Может, было бы менее мучительно — вовсе не выйти из лагеря, не бередить себе душу прикосновением к свободе, уже недосягаемой, недоступной?

Нет, все–таки прожить несколько дней на свободе!!!

Какая несправедливость! Когда открыты все замки, за которыми его держали восемь с половиной лет, у его изголовья появился самый жестокий, самый несговорчивый ключник. Как там у Данте в его «Пире»? И смерть к груди моей приставила ключи.

Он задумался о судьбе Антонио Грамши, который после долгих лет тюрьмы прожил на свободе всего несколько дней.

Этьен прикинул: ему сейчас столько же лет, сколько было Грамши, когда тот умер, — сорок шесть. Один и тот же судья Сапорити судил его и Грамши в Особом трибунале по защите фашизма. Сколько лет прошло между приговорами? Около восьми. Может, в 1928 году Сапорити еще не дослужился до корпусного генерала? Сколько же ему пришлось вынести приговоров для того, чтобы стать кавалером гранд–уфичиале?

Этьену еще повезло с амнистиями. Только в связи с рождением внука Виктор–Эммануил подарил Этьену четыре года жизни. Но даже если этот отпрыск королевского рода переживет своего папашу, он уже не вскарабкается на итальянский престол, придется доживать в эмиграции. Сколько же сейчас лет младенцу–спасителю? Лет шесть–семь. Если малолетнее высочество не тупица, оно уже научилось читать и писать. Как бы то ни было принцесса разродилась ко времени… Впрочем, амнистия–то осталась на бумаге…

Нет человека на белом свете, кому была бы известна вся тюремная география Этьена: Милан — Турин — римская «Реджина чели» — Кастельфранко дель Эмилия — пересыльная тюрьма в Неаполе — Санто–Стефано — крепость в Гаэте — снова Кастельфранко дель Эмилия — Вена — Маутхаузен — Мельк Эбензее…

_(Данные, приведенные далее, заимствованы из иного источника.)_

PR #10, opened 2018-03-21
Rename interface methods

econchick:

Essentially the same as [this PR for the janitor interfaces](https://github.com/spotify/gordon-janitor/pull/7) with minor doc updates.

N/A

FYI: I'll probably cut a development release to help avoid [this hack in the gcp plugin](https://github.com/spotify/gordon-gcp/pull/4/commits/e299ddcd82645508f05843abde47e02cb8acd984#diff-b91f3d5bd63fcd17221b267e851608e8R10).

**Release note**:

```release-note
Rename interface methods.
```

@matt0bi @spotify/alf

### DIFF
--- a/docs-requirements.txt
+++ b/docs-requirements.txt
@@ -1,3 +1,3 @@
 -e .
 sphinx==1.6.5
-repoze.sphinx.autointerface==0.8
+sphinxcontrib-zopeext==0.2.1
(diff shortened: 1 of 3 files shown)


econchick:
I'm an idiot - other plugins don't need a `run` method for core to call. After working in the janitor for a while, I forgot that core essentially has a router that consumes from the channels, so there's no reason for plugins to be "started" for consuming.

PR #11, opened 2018-03-30
Clarify branching workflow

matt0bi:

This PR clarifies the workflow around release branches.

N/A

N/A

**Release note**:

```release-note
NONE
```

@econchick @spotify/alf

### DIFF
--- a/CONTRIBUTING.rst
+++ b/CONTRIBUTING.rst
@@ -58,6 +58,8 @@ Workflow
 * Do not submit unrelated changes on the same branch/pull request.
 * Multiple commits on a branch/pull request is fine, but all should be atomic, and relevant to the goal of the PR. Code changes for a bug fix, plus additional tests (or fixes to tests) and documentation should all be in one commit.
 * Pull requests should be rebased off of the ``develop`` branch.
+* To finish and merge a release branch, project maintainers should first create a PR to merge the branch into ``develop``. Then, they should merge the release branch into ``master`` locally and push to master afterwards.
+* Bugfixes meant for a specific release branch should be merged into that branch through PRs.
 
 Code
 ****


econchick:
I think this reads fine to me, but since this stems from a convo that you and I had, I'd like at least one other from @spotify/alf to make sure it also makes sense to them.

CONTRIBUTING.rst
```diff
@@ -53,6 +53,8 @@ Workflow
 ********
 
 * This project follows the `gitflow`_ branching model. Please name your branch accordingly.
+   - Project maintainers first create a PR to merge a release branch into the ``develop`` branch, then they merge the release branch into the ``master`` branch locally and push to master.
```
descent3me: This one is clear to me, as long as this is meant as a definition about "what to do when making a release".  I don't have any opinion on the policy, but at least I understand what I'm supposed to do when I read it. Is the reason for adding this line to add emphasis that they should come through a PR to develop?  Otherwise it seems to just directly follow the gitflow model.

CONTRIBUTING.rst
```diff
@@ -53,6 +53,8 @@ Workflow
...
+   - It helps to think of release branches as a staging area. Bugfixes meant for a specific release branch are merged through PRs.
```
descent3me: This one is a little less clear.  To me it seems logical that bug fixes would be made in the same branch as the bugs, so it's confusing that it would need to be said. Is the emphasis on that they should be made through PRs rather than direct commits?  I also don't get a whole lot out of the staging area comment.

CONTRIBUTING.rst
matt0bi: > Is the reason for adding this line to add emphasis that they should come through a PR to develop? 

Yeah, exactly. Afaik, the gitflow model doesn't include platform-specific things like PRs, just basic git operations, so my aim here is to make it clear of what happens on the platform when a release branch is ready to merge into master for both maintainers and contributors.

CONTRIBUTING.rst
matt0bi: > Is the emphasis on that they should be made through PRs rather than direct commits?

Yeah, it's mainly that and partially to emphasize that if someone's submitting a bugfix for a feature that's on a release branch, that fix should be PR'ed to the release branch instead of develop where the bug also exists.

matt0bi:
@descent3me Thanks for taking a look! I addressed your comments.

> (...) which probably isn't as relevant to most contributors as the lines directly below, maybe they could be moved to another section further down?

I think they help set some expectations around the workflow so I'm hesitant to move them to a separate section.

matt0bi:
Hey @descent3me, can you PTAL whenever you have a chance?

CONTRIBUTING.rst
descent3me: It might be good to say that all the way out, like "release branch are merged through PRs to that branch, not to ``develop``." I would also reverse the order of these two statements. Put the directive of what to do first, and then the explanation of why.

matt0bi:
Hey @descent3me, I followed your suggestion and moved the changes to the end of the section. However, I don't think I understand your second comment:

> It might be good to say that all the way out, like "release branch are merged through PRs to that branch, not to develop." I would also reverse the order of these two statements. Put the directive of what to do first, and then the explanation of why.

Could we talk about it face to face sometime today?

descent3me:
sure!

matt0bi:
Hey @descent3me, I applied your advice (thanks!) and changed things around - can you please take a look when you have a moment?

CONTRIBUTING.rst
```diff
@@ -58,6 +58,8 @@ Workflow
 * Do not submit unrelated changes on the same branch/pull request.
 * Multiple commits on a branch/pull request is fine, but all should be atomic, and relevant to the goal of the PR. Code changes for a bug fix, plus additional tests (or fixes to tests) and documentation should all be in one commit.
 * Pull requests should be rebased off of the ``develop`` branch.
+* To finish and merge a release branch, project maintainers should first create a PR to merge the branch into ``develop``. Then, they should merge the release branch into ``master`` locally and push to master afterwards.
+* Bugfixes meant for a specific release branch should be merge into that branch through PRs.
```
descent3me: ...should be *merged*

И сколько его память, пребывавшая за решетками, засовами, запорами, замками и колючей проволокой, хранит примеров человеческой низости и человеческого благородства, бескорыстия и алчности, предательства и дружбы.

Из друзей в серо–коричневой одежде он чаще всего с любовью и нежностью вспоминал Бруно, Лючетти, Марьяни. И всех троих он незаслуженно обидел, не сказав им всей правды о себе, правды, которую друзья тысячу раз заслужили.

Вот уж кому не угрожает известность, а тем более слава, так это военному разведчику. И закономерно, что наш народ не знает людей той профессии, к которой принадлежит Этьен. Да и как народу знать их фамилии, когда они сами нередко вынуждены забывать свои имена, фамилии, адреса, отказываются от них, заменяя другими?